Can't recall its name, but it was written in Assembler, ran very fast (much faster than e.g. ST Pascal) and did everything in RAM, and thus felt a bit like TurboPascal.

Accidentally, I discovered a certain key combination activated a microscopic BASIC interpreter that was integrated (undocumented); I wrote to the developers to learn that I was the first to find it.

molticrystal · 3 years ago
Microsoft used to have them in everything, but I believe, and perhaps somebody can correct me on this if I am wrong, that to contract with national governments, hidden or extraneous functionality had to be removed.

I loved the flight simulator and a doom game in excel. Also a few programs had hidden functionality in the about menus.

I suppose my favorite of all time was a hidden menu in an oscilloscope that caused it to play I believe it was pong or some other simple arcade game.

One that if I ever have the time is I want to reverse the very antiquated Apple II or IIgs Where in the World is Carmen Sandiego game, by chance I hit a key combo and the game went beserk.

shever73 · 3 years ago
I like hardware easter eggs too. We had a HP scanner that could play "Ode to joy" from Beethoven's 9th using the motor.
emptyparadise · 3 years ago
>Not doing Easter eggs proves loyalty to power and order

Power and loyalty is everything these days. Surrender to corporate or perish. All whimsy is to be management-approved.

lonelygirl15a · 3 years ago
The Basic Editor Monitor on the Sperry Univac OS/3, when it had an error, would put an ASCII image of a vague insect on the screen and state something like that "BEM, the Bug-Eyed Monster, strikes again".
lostgame · 3 years ago
Easter Eggs were, to me; part of the early charm of the weird aesthetic to 90’s software and web things.

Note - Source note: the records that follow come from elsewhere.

PR #1354, opened 2019-03-01
Add UIDataSourceModelAssociation to ASTableView and ASCollectionView

farktronix:
This adds two new API methods to `ASTableView` and `ASCollectionView` to match the `UIDataSourceModelAssociation` protocol. 

For reference, `UIDataSourceModelAssociation` is
```
@protocol UIDataSourceModelAssociation
- (nullable NSString *) modelIdentifierForElementAtIndexPath:(NSIndexPath *)idx inView:(UIView *)view;
- (nullable NSIndexPath *) indexPathForElementWithModelIdentifier:(NSString *)identifier inView:(UIView *)view;
@end
```

This protocol allows UIKit's state restoration feature to save and resume to the proper scroll position in a table or collection view even if the elements have changed position.

This patch adds node-based versions of those calls that implementers of `AS{Table,Collection}View` can use.

The one odd bit in this patch is that UIKit appears to use a class-based check for conformance to the `UIDataSourceModelAssociation` protocol, which means `ASDelegateProxy` wasn't getting its instance-based `conformsToProtocol:` method called. I had to add the protocol to the proxies directly in order to get UIKit to call the modelIdentifier methods on `ASTableViewProxy` and `ASCollectionViewProxy`.


Source/ASCollectionView.mm
```diff
@@ -805,6 +809,31 @@ - (void)invalidateFlowLayoutDelegateMetrics
...
+    } else {
+        return nil;
+    }
+}
+
+- (nullable NSIndexPath *)indexPathForElementWithModelIdentifier:(NSString *)identifier inView:(UIView *)view {
+    if (_asyncDataSourceFlags.modelIdentifierMethods) {
+        GET_COLLECTIONNODE_OR_RETURN(collectionNode, nil);
+        NSIndexPath *result = [_asyncDataSource indexPathForElementWithModelIdentifier:identifier inNode:collectionNode];
+        result = [self convertIndexPathToCollectionNode:result];
```
Adlai-Holler: The data source should return us an index path in the collection node space, so we can return without converting.

farktronix: Thanks! I've made this change on both `ASTableView` and `ASCollectionView`

Adlai-Holler: Excellent!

It’s definitely a bit sad to see Easter Eggs be less common these days, but I do understand how it’s not always the best practice.

hulitu · 3 years ago
Those days eastern eggs were replaced with backdoors.
asicsp · 3 years ago
Previous discussion: https://news.ycombinator.com/item?id=31929897

(87 points | 20 days ago | 25 comments)

shove · 3 years ago
Fond memories of that time I got fired because I did an easter egg in a Fortune 50 site and posted about it here.